Your opinion is dead wrong. Under Artice III, the SC has the ultimate authority of original jurisdiction and/or appellate on all matters consitutional. The issues that we are discussing is one of due process and cruel and unusual punishment, both of which belong to the Supreme Court.

The central question in both cases is the process.
When a State is given notice that a person tried, convicted, and sentenced to death may in fact be innocent, what steps (if any) is it required to take to ensure guilt before carrying out punishment?
You can argue death for the innocent is a cruel and unusual punishment, but that's the effect and not the cause. The cause is the process that allowed it to happen in the first place, and that's what those particular cases address.

You are of course right. But it is lost on Jake, King of the Unsubstantiated Statements. He is dead wrong here, suggesting that the USSC would have original jurisdiction here. That is absurd. Nor is it an issue of cruel and unusual punishment.
 
A dissenting opinion, but one held by justices nonetheless

"This court has never held that the Constitution forbids the execution of a convicted defendant who has had a full and fair trial but is later able to convince a habeas court that he is 'actually' innocent."

A case of innocence executed



The dissent was not from this case, but from the Davis case.

Dissent:

http://www.scotusblog.com/wp/wp-content/uploads/2009/08/Scalia-opin-Davis.pdf


Opinion:


http://www.scotusblog.com/wp/wp-content/uploads/2009/08/court-order-Davis.pdf

A 2254 state prisoner/custody HC/federal question Petition would normally be filed in the proper US District court after state remedies were exhausted, but Davis filed it directly with the USSC under rule 20, and they then directed it to the District court.

If denied, then the next level of appeal is that US Circuit court of appeals, then the SC again.


Scalia is a strange man at times.

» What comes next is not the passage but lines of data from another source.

PR #312, opened 2015-07-14
Json config try4

tcanabrava:
1 - removed 'const' from config entry struct 
2 - return sol_str_slice instead of char* in the functions
3 - use sol_str_slice.len instead of strlen(sol_str_slice.data)
4 - memory is finally freed.


tcanabrava:
( missed a commit with 'size_t' instead of 'unsigned int' in a line, already updated this in my local repo)

src/shared/sol-conffile.c
```diff
@@ -58,87 +60,207 @@ sol_conffile_entry_sort_cb(const void *data1, const void *data2)
...
+
+    sol_ptr_vector_init(&vec_options);
+
+    sol_json_scanner_init_from_token(&scanner, &options_object);
+    SOL_JSON_SCANNER_OBJECT_LOOP (&scanner, &token, &key, &value, reason) {
+        int key_len, value_len;
+        char *tmp;
+        key_len = sol_json_token_get_size(&key) - 2; // remove quotes from the key.
+        value_len = sol_json_token_get_size(&value); // do not remove quotes from the value. (not everything is a string here)
+        if (asprintf(&tmp, "%.*s=%.*s", key_len, key.start + 1, value_len, value.start) <= 0) {
```
lpereira: Might be a good idea to check if `key_len` is zero before calling `asprintf()` and abort the loading procedure.

src/shared/sol-conffile.c
```diff
@@ -58,87 +60,207 @@ sol_conffile_entry_sort_cb(const void *data1, const void *data2)
...
-            SOL_DBG("could not find mandatory 'Type' key on group [%s],"
-                " skipping entry", *groups_ptr);
-            free((void *)entry->id);
-            free(entry);
-            continue;
+static int
+sol_conffile_json_to_vector(struct sol_json_scanner scanner, struct sol_ptr_vector *pv)
+{
+    struct sol_conffile_entry *entry = NULL;
+    const char *node_group = "nodetypes";
```
lpereira: `static const char *node_group = "..."`: this way, the array is always kept in the text segment.

src/shared/sol-conffile.c
```diff
@@ -58,87 +60,207 @@ sol_conffile_entry_sort_cb(const void *data1, const void *data2)
...
 
-        sol_ptr_vector_insert_sorted(&pv, entry,
-            sol_conffile_entry_sort_cb);
+    sol_json_scanner_init_from_token(&obj_scanner, &value);
+    SOL_JSON_SCANNER_ARRAY_LOOP (&obj_scanner, &token, SOL_JSON_TYPE_OBJECT_START, reason) {
+        entry = calloc(1, sizeof(*entry));
+        SOL_NULL_CHECK(entry, -ENOMEM);
+        SOL_JSON_SCANNER_OBJECT_LOOP_NEST (&obj_scanner, &token, &key, &value, reason) {
+            if (reason != SOL_JSON_LOOP_REASON_OK) {
+                SOL_DBG("Error: Invalid Json.");
```
lpereira: s/Json/JSON/. JSON is an acronym (JavaScript Object Notation), and all acronyms should be written in capital letters.

src/shared/sol-conffile.c
```diff
@@ -58,87 +60,207 @@ sol_conffile_entry_sort_cb(const void *data1, const void *data2)
...
-sol_conffile_load_keyfile_from_dirs(const char *file, char **full_path)
+static struct sol_str_slice
+sol_conffile_load_json_from_dirs(const char *file, char **full_path, struct sol_file_reader **file_reader)
 {
-    char *cwd = NULL;
-    GError *error = NULL;
-    GKeyFile *keyfile = NULL;
-    char cwdbuf[PATH_MAX + 1];
+    size_t i;
+    struct sol_str_slice config_file_contents;
```
lpereira: Initialize this slice with an empty slice (there's a macro for that in the slice include). This is because, if the `else` below fails, `config_file_contents` will be used uninitialized.

src/shared/sol-conffile.c
```diff
@@ -146,59 +268,60 @@ sol_conffile_load_keyfile_from_dirs(const char *file, char **full_path)
...
+            }
+            *file_reader = sol_file_reader_open(file);
+            if (*file_reader)
+                config_file_contents = sol_file_reader_get_all(*file_reader);
 
-    return keyfile;
+            if (config_file_contents.len != 0)
+                break;
+            else
+                SOL_WRN("Error creating type.");
```
lpereira: "Could not open file ($PATH) while creating type" or something like that will help the user when things don't work as expected.

src/shared/sol-conffile.c
```diff
@@ -146,59 +268,60 @@ sol_conffile_load_keyfile_from_dirs(const char *file, char **full_path)
...
+sol_conffile_load_json_from_paths(const char *path,
     const char *fallback_paths,
-    char **full_path)
+    char **full_path,
+    struct sol_file_reader **file_reader)
 {
-    gchar **ptr;
-    gchar **splitted_paths;
-    GKeyFile *keyfile = NULL;
+    struct sol_str_slice config_file_contents;
```
lpereira: Initialize this as well: there's a chance that this might get uninitialized.

src/shared/sol-conffile.c
```diff
@@ -146,59 +268,60 @@ sol_conffile_load_keyfile_from_dirs(const char *file, char **full_path)
...
+    config_file_contents.data = NULL;
+    config_file_contents.len = 0;
```
lpereira: Ah, I see. There's a macro to initialize a slice, use it instead.

src/shared/sol-conffile.c
tcanabrava: okay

He made a comment, addressing a law school graduation class, I think, that Orgies should be encouraged, as they relieve sexual tension.
 
the Justices of our court have come to the conclusion that we should limit our docket to cases where there is a split between courts of appeals or state supreme courts on a question of federal law, where a federal or state statute is declared unconstitutional, or where the case involves a matter of obvious national importance.


I agree with him here!

I admire CJ Rehnquist, he ranks as one of the greatest of the 17, but John Marshall is the Master.

Until the law was changed many decades ago, the SC had to hear every case presented to it, and circuit ride, this was exhausting. Now they decide generally 80-100 a year.

Heck, Nevada does not even have an intermediate court of appeals, they all got to the NV SC.

State court decisions not based on federal law are not entertainable by the court.